Parameter-efficient Dual-encoder Architecture with Differentiable Choquet Integral Fusion for Underwater Acoustic Classification

Underwater acoustic classification has a wide array of oceanic applications, but faces challenges due to an increasingly complex acoustic environment. Waveform and spectrogram representations have been primarily used as acoustic data features for classification tasks in this domain. Spectrograms model harmonic dependencies, but these reduced representations can filter out acoustic features relevant for discrimination. While phase information from the waveform allows full characterization of the signal, the original waveform can be noisy and complex, rendering this representation difficult for models to process directly. This paper proposes a dual-encoder neural architecture to simultaneously process acoustic waveforms and spectrograms, leveraging pre-trained backbones and parameter-efficient fine-tuning modules, enabling a domain adaptation. To combine these adapted branches, a novel differentiable fuzzy aggregation mechanism based on the Choquet integral is introduced to balance the temporal and spectral representations. This fusion strategy not only yields higher classification accuracy but also provides interpretability. Specifically, by analyzing the learned fuzzy measures, insights are revealed about class-specific shifts in the network's representation reliance. By dynamically shifting attention to the representation least corrupted by potential asymmetric channel distortions, the proposed gating mechanism mitigates the non-stationary challenges of the underwater environment. Evaluations on the DeepShip and ShipsEar datasets demonstrate that the proposed architecture achieves classification improvements over independent single-encoder baselines, while simultaneously restricting the trainable parameter space. This mitigates the risk of overfitting on limited acoustic datasets while alleviating the computational costs associated with fully fine-tuning foundation models.

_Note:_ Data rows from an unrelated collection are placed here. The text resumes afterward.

PR #470, opened 2018-04-18
Revert 466 window resize mouse up fix

francesca64:
Relevant discussion [here](https://github.com/tomaka/winit/pull/465#issuecomment-382124999)


francesca64:
I find it pretty surprising that GitHub generated an empty "revert" commit for every commit since then, since it makes this PR seem much scarier than it actually is.

PR #476, opened 2018-04-20
Replace Closed event with CloseRequested and Destroyed

### LINKED ISSUE #434: API change proposal for window closing
Currently, the `Closed` event [indicates when a window has been destroyed](https://github.com/tomaka/winit/pull/416#issuecomment-370523045), and clicking the × button (or closing the window through some other external means) leads to the unconditional destruction of the window. Ideally, application developers should have the opportunity to decide how to handle external requests for the window to close, such as prompting the user about unsaved work, but that's not presently possible.

## Proposal

A new event named `Destroyed` should be created, taking the place of the existing `Closed` event. This is consistent with the naming scheme used in both Win32 and X11.

The existing `Closed` event should be removed in favor of `CloseRequested`. This prevents existing code from missing the API change, and prevents ambiguity in future code. When × is pressed/etc., the only behavior that should occur is this event being sent, allowing the application developer to decide what action to take.

A `close` method could be added to `Window` (#13). In the simplest case, `CloseRequested` would be handled by calling `close` for that window. However, since this method would have the same effect as dropping the window, it could be preferable to leave out this method and just make dropping the canonical solution.

francesca64:
Resolves #434

This is implemented and tested on Windows, macOS, X11, and Wayland.

Migrating to the new events is easy, since most people just need to replace all of their `Closed` with `CloseRequested`.

### DIFF
--- a/CHANGELOG.md
+++ b/CHANGELOG.md
@@ -13,6 +13,7 @@
 - Corrected `get_position` on macOS to return outer frame position, not content area position.
 - Corrected `set_position` on macOS to set outer frame position, not content area position.
 - Added `get_inner_position` method to `Window`, which gets the position of the window's client area. This is implemented on all applicable platforms (all desktop platforms other than Wayland, where this isn't possible).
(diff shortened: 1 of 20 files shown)


vberger:
LGTM for the wayland part.

PR #478, opened 2018-04-20
macOS: Implement Moved

### LINKED ISSUE #67: Event::Moved isn't working
Original: https://github.com/tomaka/glutin/issues/724

francesca64:
Fixes #67

This also accounts for the position changing during resizes, which I'm not sure if we do on other platforms.


francesca64:
I've confirmed that `Moved` is emitted when resizing on Windows and X11 as well, though in that case X11 gives us an additional `Moved` that has the nested window position relative to the parent window.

翻译：水下声学分类在海洋应用中具有广泛前景，但日益复杂的声学环境使其面临挑战。波形和频谱图表示一直是该领域分类任务中声学数据特征的主要使用形式。频谱图可建模谐波依赖关系，但此类降维表示可能过滤掉与判别相关的声学特征。虽然波形中的相位信息能完整表征信号，但原始波形可能包含噪声且结构复杂，导致模型难以直接处理。本文提出一种双编码器神经架构，可同时处理声学波形与频谱图，通过预训练骨干网络和参数高效微调模块实现领域自适应。为融合两个适配分支，我们引入基于乔奎特积分的可微模糊聚合机制，以平衡时序与频谱表征。该融合策略不仅提升分类精度，还具备可解释性：通过分析学习到的模糊测度，能够揭示网络表征依赖性的类别特异性偏移。所提出的门控机制通过动态将注意力转向受潜在非对称信道失真影响最小的表征，缓解水下环境的非平稳挑战。在DeepShip和ShipsEar数据集上的评估表明，该架构相较于独立单编码器基线实现分类性能提升，同时限制可训练参数空间，这既降低了有限声学数据集上的过拟合风险，又减轻了完全微调基础模型的计算开销。